This is the mail archive of the
gcc@gcc.gnu.org
mailing list for the GCC project.
Re: thoughts on martin's proposed patch for GCC and UTF-8
- To: bothner at cygnus dot com
- Subject: Re: thoughts on martin's proposed patch for GCC and UTF-8
- From: Paul Eggert <eggert at twinsun dot com>
- Date: Mon, 21 Dec 1998 19:43:51 -0800 (PST)
- CC: rms at gnu dot org, amylaar at cygnus dot co dot uk, martin at mira dot isdn dot cs dot tu-berlin dot de, gcc2 at gnu dot org, egcs at cygnus dot com
- References: <199812220245.SAA05358@cygnus.com>
Date: Mon, 21 Dec 1998 18:45:09 -0800
From: Per Bothner <bothner@cygnus.com>
Yes, we could have auto-detection for C but not Java,
but that does seem rather clumsy.
It would be nice to use the same method for all languages, yes.

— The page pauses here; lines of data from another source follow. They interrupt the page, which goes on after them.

PR #432, opened 2024-01-02
Front-end Phenotype table

orzut:
**Populating front-end tables with SQL data.**
I'm using Datatables' `server-side processing` only for rendering bulk files (i.e. fetching data only by request).
As for now, for non-bulk files I'm rendering the data using Jinja variables. Once we have all non-bulk files in place I'll adapt the front-end rendering.

_Note:_ We haven't populated SQL tables yet, so the `phenotype-database` page will throw 500 error. (Would appreciate any ideas how to handle it until we have populated tables)


src/pkg/caendr/caendr/api/phenotype.py
```diff
@@ -46,3 +46,11 @@ def get_all_traits_metadata():
     """
     return PhenotypeMetadata.query.all()
 
+
+def get_trait(trait_name, include_values=False):
+   query = PhenotypeMetadata.query.filter_by(trait_name=trait_name)
```
vlagrassa, line 51: If this is the primary key, I think you can use `query.get` in place of `filter_by`.  If not, ignore this message :)

r-vieira:
> **Populating front-end tables with SQL data.** I'm using Datatables' `server-side processing` only for rendering bulk files (i.e. fetching data only by request). As for now, for non-bulk files I'm rendering the data using Jinja variables. Once we have all non-bulk files in place I'll adapt the front-end rendering.
> 
> _Note:_ We haven't populated SQL tables yet, so the `phenotype-database` page will throw 500 error. (Would appreciate any ideas how to handle it until we have populated tables)

Good question -- Once the SQL tables are created, our queries should return an empty result set (instead of 500), and the frontend should have a default message when there is no content to be rendered. Regarding the populating the tables -- for lower environments, we can load sample/mock data from a sample local json file until we can cascade production data from prod to the lower envs. 

Lmk if this helps.

src/modules/site-v2/base/views/tools/phenotype_database.py
```diff
@@ -59,12 +63,89 @@ def results_columns():
...
 def phenotype_database():
+  """
+    Phenotype Database table (non-bulk)
+  """
+  # Get the list of traits for non-bulk files
+  try:
+    traits_non_bulk = query_phenotype_metadata()
+  except Exception as ex:
+    logger.error(f'Failed to retrieve the list of traits: {ex}')
+    abort(500)
```
r-vieira, line 74: consider passing a `description=` in the `abort(...)` so that we can use it in the front-end to hint to the end-user what happened.

src/modules/site-v2/base/views/tools/phenotype_database.py
```diff
@@ -59,12 +63,89 @@ def results_columns():
...
+  """
+    Phenotype Database table (bulk)
+    Fetch table content by request for each page and render the data for Datatables()
+  """
+  try:
+    # get parameters for query
+    draw = request.args.get('draw', type=int)
+    start = request.args.get('start', type=int)
+    length = request.args.get('length', type=int)
+    search_value = request.args.get('search[value]', '').lower()
```
r-vieira, line 98: we should add a guard here to validate *all* the user input and assert that it is in valid ranges/values/lists/etc. If the request can't be processed, we should catch it before tying to process it and notify the user with a proper error (e.g.: 400 bad request)>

This is a good argument against autodetection.
libc should be written in UTF-8, but an
application may be written in a local character set.
libc's identifiers use only the "C" subset of ASCII, and therefore
libc will link to an application written in any locale, even if we use
the native multibyte encoding for identifiers.
Given that [.o] symbols have to be in a common character encoding,
it follows that you cannot possibly do autodetection, at least not
for identifiers.
I don't see how this follows. The compiler could use autodetection to
discover the input character set, and then translate the identifiers'
characters to UTF-8 when outputting assembly language.